For the word "certResult", return each line of the data in which it occurs.

[[ Information shown open ]]

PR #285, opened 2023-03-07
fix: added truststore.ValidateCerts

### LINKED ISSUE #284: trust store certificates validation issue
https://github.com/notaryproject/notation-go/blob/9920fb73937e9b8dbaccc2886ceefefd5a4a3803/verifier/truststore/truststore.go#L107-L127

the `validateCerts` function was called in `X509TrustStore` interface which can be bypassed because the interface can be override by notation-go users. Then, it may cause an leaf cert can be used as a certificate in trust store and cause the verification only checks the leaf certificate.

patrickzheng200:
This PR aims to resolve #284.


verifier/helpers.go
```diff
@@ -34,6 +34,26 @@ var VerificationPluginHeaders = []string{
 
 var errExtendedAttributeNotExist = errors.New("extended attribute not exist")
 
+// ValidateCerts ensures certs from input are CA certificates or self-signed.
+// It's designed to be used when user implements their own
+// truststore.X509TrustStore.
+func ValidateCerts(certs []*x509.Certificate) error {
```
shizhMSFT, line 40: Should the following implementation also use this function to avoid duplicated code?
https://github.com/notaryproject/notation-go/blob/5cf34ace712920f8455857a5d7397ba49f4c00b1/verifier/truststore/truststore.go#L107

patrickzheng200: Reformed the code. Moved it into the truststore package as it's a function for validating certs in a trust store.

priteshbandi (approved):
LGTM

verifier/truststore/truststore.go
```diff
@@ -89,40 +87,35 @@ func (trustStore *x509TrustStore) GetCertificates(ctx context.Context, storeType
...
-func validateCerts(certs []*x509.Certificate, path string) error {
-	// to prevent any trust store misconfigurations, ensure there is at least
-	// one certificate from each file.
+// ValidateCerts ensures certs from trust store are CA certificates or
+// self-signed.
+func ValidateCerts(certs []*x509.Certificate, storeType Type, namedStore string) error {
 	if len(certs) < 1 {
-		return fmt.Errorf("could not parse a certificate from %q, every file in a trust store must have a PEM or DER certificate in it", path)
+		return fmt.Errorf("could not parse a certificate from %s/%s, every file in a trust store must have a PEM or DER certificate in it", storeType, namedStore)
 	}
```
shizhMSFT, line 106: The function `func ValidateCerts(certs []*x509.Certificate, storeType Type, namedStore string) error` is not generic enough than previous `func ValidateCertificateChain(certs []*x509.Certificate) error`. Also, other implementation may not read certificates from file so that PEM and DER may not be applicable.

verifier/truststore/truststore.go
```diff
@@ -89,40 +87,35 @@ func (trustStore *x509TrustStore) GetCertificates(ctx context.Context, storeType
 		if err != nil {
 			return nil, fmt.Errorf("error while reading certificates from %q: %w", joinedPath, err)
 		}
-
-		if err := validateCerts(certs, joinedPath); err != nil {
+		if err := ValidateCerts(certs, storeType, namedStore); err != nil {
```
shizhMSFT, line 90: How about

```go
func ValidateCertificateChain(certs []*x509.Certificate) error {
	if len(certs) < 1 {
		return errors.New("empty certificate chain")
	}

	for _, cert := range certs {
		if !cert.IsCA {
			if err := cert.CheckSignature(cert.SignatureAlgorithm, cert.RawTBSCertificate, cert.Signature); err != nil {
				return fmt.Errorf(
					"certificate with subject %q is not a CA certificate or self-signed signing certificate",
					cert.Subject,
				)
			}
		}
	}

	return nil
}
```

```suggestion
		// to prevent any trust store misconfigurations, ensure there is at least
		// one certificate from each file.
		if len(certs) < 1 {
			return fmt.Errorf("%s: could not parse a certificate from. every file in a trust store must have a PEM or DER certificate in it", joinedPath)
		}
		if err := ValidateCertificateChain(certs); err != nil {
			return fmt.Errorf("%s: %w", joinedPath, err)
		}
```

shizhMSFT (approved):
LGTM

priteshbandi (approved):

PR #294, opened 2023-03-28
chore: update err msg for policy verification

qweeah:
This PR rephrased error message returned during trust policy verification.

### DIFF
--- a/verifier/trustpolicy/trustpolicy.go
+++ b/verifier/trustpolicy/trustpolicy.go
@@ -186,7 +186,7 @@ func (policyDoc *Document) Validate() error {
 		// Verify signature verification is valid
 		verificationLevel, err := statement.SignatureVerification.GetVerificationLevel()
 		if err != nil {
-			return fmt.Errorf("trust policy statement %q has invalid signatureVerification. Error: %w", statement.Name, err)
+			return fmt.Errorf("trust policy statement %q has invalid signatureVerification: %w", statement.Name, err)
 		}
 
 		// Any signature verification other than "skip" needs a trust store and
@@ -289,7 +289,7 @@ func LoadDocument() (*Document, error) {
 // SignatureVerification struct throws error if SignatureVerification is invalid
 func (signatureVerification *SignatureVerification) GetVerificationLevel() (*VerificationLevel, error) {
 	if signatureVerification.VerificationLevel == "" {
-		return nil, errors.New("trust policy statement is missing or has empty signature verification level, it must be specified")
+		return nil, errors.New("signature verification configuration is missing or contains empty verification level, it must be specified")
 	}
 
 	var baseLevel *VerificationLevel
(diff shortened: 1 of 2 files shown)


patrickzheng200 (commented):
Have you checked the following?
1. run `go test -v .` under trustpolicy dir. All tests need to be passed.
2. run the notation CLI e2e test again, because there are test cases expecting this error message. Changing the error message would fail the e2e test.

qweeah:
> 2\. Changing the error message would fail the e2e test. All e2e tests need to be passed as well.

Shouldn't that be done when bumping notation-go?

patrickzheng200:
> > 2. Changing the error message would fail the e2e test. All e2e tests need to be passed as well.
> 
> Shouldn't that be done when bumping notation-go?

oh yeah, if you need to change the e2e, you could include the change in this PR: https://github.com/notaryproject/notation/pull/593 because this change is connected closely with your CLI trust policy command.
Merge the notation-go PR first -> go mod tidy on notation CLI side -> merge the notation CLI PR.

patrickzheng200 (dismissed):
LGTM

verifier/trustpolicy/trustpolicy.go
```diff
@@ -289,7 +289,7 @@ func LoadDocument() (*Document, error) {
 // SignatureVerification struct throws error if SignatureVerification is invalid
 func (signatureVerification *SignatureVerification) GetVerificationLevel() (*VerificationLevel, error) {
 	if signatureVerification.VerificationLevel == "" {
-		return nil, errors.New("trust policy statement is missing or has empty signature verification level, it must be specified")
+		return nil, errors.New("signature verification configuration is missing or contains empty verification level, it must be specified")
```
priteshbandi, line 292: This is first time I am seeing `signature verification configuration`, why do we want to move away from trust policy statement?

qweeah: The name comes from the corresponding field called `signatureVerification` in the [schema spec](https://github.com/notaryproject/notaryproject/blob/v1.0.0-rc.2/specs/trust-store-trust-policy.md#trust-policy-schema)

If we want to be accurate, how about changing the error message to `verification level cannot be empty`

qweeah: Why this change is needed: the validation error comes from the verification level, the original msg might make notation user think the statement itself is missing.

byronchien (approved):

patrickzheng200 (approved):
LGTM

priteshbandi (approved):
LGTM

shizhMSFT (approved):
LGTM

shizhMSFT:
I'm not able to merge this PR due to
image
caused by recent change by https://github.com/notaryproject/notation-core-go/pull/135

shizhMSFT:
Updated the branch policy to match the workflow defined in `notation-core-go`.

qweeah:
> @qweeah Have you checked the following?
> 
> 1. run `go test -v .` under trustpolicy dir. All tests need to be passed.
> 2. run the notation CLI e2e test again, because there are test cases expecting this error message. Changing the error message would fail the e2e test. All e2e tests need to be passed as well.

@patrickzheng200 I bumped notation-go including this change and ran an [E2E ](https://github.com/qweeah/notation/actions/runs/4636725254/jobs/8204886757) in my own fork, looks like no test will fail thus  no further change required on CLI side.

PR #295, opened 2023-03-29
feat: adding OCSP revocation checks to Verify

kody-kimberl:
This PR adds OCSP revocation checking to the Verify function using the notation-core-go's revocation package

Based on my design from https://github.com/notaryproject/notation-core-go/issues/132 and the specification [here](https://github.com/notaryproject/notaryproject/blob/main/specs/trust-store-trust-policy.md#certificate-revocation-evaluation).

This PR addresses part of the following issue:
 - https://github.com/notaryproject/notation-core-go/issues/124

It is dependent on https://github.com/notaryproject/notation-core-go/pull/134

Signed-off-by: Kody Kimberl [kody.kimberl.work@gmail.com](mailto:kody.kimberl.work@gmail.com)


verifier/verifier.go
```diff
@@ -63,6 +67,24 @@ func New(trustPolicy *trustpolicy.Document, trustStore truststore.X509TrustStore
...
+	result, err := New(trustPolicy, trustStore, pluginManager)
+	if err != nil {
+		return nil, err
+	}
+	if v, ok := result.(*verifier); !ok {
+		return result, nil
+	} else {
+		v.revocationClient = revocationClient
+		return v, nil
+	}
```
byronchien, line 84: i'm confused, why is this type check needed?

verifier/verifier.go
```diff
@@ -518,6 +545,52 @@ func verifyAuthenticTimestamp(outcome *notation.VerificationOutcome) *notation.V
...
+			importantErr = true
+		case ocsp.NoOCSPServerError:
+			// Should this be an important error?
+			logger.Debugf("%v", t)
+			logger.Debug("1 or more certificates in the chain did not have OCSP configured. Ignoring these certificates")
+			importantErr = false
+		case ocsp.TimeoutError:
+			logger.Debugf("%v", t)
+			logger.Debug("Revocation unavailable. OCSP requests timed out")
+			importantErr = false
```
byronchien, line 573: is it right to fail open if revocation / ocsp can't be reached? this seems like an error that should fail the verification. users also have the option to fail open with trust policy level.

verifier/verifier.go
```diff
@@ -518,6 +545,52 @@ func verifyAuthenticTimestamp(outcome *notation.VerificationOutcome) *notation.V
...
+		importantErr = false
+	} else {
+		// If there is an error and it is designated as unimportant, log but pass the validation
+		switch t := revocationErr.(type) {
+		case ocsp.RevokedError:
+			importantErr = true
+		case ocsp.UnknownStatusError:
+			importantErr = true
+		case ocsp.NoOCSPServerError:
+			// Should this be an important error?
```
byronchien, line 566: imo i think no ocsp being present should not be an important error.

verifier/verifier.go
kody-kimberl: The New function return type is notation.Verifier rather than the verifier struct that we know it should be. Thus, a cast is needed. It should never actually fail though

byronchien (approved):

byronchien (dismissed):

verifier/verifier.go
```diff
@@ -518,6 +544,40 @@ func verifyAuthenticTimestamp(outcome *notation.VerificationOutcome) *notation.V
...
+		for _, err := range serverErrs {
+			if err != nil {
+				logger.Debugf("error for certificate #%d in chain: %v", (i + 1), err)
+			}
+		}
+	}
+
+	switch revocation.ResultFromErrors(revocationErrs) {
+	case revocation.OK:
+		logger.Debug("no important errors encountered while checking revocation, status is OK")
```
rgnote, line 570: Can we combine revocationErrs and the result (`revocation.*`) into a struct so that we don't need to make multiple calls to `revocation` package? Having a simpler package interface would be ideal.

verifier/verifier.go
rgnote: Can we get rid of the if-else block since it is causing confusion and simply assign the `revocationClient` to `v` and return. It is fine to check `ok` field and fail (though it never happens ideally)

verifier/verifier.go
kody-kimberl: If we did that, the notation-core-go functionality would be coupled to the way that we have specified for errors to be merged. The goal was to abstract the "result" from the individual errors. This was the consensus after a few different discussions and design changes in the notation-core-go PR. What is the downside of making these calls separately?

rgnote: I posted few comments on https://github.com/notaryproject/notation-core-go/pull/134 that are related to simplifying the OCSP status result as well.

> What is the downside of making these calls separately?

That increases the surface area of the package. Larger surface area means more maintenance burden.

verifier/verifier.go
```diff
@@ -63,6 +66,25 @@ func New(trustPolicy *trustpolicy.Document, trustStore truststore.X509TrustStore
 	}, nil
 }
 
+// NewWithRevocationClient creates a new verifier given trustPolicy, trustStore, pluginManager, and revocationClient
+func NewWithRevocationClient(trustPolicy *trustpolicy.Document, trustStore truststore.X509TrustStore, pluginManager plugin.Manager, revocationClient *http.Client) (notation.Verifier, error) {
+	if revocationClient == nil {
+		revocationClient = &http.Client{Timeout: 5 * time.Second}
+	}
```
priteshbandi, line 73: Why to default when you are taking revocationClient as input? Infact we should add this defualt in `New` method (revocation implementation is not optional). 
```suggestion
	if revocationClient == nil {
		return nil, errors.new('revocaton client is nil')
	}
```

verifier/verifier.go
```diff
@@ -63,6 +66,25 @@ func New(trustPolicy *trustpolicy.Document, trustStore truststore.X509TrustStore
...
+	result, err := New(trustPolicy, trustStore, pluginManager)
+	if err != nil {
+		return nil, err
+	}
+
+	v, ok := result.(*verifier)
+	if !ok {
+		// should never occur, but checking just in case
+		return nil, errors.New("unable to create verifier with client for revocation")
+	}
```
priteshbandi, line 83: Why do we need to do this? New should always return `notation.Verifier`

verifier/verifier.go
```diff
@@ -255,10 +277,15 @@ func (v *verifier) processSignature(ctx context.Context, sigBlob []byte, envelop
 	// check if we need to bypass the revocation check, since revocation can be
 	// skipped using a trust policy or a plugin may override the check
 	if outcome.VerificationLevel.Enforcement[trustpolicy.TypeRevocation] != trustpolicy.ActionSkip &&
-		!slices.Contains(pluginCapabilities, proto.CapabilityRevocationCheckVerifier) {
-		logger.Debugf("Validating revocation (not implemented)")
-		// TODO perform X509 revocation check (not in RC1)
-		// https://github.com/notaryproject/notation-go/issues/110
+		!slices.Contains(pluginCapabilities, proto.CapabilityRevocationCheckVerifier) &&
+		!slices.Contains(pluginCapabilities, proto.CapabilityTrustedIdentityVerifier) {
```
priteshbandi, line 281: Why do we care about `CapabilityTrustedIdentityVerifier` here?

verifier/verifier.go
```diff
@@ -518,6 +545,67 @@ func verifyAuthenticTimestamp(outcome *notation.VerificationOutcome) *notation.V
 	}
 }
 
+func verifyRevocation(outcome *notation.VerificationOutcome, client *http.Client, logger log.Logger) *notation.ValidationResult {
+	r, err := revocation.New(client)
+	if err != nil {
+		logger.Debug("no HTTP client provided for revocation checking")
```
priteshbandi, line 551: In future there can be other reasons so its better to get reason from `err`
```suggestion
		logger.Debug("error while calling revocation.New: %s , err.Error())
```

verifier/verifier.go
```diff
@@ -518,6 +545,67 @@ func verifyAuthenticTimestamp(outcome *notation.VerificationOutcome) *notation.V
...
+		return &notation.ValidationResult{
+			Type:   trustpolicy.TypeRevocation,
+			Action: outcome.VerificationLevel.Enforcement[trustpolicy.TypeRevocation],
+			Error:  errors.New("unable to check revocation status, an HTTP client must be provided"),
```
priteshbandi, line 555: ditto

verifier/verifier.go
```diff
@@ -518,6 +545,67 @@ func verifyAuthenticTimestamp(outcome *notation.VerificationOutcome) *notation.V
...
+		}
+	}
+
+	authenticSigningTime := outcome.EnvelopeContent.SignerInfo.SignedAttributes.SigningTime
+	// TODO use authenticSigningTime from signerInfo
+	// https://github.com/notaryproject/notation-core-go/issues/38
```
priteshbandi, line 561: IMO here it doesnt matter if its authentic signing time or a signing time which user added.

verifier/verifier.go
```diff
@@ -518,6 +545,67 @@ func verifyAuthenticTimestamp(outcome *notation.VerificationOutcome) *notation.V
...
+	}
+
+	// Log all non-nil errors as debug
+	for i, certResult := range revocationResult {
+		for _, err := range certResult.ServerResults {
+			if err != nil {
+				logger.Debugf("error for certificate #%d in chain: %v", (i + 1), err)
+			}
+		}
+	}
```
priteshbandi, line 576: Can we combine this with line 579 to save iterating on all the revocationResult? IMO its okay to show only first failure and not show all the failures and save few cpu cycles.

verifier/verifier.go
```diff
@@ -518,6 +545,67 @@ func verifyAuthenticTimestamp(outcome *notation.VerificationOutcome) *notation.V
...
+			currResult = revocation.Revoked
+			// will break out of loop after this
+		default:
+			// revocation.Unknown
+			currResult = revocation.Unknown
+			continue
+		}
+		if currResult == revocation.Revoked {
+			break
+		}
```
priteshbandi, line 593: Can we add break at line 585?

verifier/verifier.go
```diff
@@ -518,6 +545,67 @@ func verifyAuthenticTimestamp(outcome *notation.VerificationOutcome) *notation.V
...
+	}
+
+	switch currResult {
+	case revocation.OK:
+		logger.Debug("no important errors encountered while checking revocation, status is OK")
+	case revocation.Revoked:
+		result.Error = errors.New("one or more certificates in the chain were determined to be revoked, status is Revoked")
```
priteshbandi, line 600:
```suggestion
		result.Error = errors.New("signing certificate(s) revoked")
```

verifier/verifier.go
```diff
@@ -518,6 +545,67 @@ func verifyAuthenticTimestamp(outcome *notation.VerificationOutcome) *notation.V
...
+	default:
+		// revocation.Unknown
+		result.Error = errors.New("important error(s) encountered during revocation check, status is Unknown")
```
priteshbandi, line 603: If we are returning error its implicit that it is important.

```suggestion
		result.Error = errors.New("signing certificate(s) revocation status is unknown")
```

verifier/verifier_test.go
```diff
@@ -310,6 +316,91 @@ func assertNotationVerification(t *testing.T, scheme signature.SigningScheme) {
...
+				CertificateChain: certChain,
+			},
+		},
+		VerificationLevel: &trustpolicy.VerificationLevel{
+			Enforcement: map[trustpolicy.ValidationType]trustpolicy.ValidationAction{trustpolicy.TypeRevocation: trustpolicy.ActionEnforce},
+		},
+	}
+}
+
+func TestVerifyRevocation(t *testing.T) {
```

[[ Information shown closed ]]
[[ Information shown open ]]

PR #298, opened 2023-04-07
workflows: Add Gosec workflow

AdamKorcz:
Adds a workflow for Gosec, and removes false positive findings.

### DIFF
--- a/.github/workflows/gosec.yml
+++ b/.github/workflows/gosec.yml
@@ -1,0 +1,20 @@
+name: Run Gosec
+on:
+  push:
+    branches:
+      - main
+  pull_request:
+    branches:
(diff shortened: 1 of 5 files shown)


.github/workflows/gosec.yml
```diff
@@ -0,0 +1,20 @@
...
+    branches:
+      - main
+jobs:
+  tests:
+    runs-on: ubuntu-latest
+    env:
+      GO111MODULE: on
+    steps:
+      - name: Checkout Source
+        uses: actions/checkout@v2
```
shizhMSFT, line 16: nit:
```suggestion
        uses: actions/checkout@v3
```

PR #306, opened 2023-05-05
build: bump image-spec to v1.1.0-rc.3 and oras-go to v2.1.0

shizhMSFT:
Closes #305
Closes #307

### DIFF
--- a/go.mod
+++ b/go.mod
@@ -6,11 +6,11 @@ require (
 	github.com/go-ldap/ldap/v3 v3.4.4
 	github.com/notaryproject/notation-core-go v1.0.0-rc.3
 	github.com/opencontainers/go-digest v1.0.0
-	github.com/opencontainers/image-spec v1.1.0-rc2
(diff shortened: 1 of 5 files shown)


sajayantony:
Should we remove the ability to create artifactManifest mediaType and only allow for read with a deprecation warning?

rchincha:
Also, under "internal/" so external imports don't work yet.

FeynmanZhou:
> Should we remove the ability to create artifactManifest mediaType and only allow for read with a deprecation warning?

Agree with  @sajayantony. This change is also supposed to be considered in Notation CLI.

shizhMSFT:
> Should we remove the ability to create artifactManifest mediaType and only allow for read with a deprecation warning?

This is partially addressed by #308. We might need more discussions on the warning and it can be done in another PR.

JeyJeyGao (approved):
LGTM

[[ Information shown closed ]]
[[ Information shown open ]]

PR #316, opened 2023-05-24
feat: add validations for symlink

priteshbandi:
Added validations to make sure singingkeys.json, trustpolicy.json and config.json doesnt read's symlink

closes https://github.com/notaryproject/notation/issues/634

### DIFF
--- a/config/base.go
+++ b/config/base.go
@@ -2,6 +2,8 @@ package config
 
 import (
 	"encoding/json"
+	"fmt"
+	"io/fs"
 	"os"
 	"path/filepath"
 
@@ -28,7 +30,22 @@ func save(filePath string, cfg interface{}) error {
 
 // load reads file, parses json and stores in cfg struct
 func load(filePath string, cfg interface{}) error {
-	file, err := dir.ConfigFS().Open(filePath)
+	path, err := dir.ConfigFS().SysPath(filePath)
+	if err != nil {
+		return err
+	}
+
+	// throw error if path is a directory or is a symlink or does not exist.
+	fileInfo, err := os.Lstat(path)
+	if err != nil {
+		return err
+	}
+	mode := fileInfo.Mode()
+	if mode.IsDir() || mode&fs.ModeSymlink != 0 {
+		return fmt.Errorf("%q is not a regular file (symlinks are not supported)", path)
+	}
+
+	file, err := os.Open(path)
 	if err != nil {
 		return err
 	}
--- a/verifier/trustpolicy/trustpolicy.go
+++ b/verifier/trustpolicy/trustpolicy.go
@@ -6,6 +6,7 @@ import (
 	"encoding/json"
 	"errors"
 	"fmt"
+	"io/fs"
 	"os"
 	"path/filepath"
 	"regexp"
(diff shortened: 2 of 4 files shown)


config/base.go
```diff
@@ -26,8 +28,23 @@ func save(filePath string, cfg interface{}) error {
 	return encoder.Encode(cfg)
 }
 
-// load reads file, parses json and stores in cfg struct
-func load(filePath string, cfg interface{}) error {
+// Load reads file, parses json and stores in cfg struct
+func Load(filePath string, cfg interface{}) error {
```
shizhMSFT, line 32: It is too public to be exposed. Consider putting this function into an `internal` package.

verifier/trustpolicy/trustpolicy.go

[[ Information shown closed ]]

▶ _Written solution_
+	for i, certResult := range revocationResult {
+		for _, err := range certResult.ServerResults {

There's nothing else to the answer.